**What this task involves:**
Begin at the line below that contains "Release 27.4". Repeat it and all remaining lines of the records exactly.

**Given records:**
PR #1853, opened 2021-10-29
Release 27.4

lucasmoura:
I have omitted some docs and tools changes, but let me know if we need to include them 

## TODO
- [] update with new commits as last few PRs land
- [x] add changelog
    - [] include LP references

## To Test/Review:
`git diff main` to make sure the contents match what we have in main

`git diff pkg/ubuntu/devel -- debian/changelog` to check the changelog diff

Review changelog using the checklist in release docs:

**Written solution:**
Release 27.4

lucasmoura:
I have omitted some docs and tools changes, but let me know if we need to include them 

## TODO
- [] update with new commits as last few PRs land
- [x] add changelog
    - [] include LP references

## To Test/Review:
`git diff main` to make sure the contents match what we have in main

`git diff pkg/ubuntu/devel -- debian/changelog` to check the changelog diff

Review changelog using the checklist in release docs:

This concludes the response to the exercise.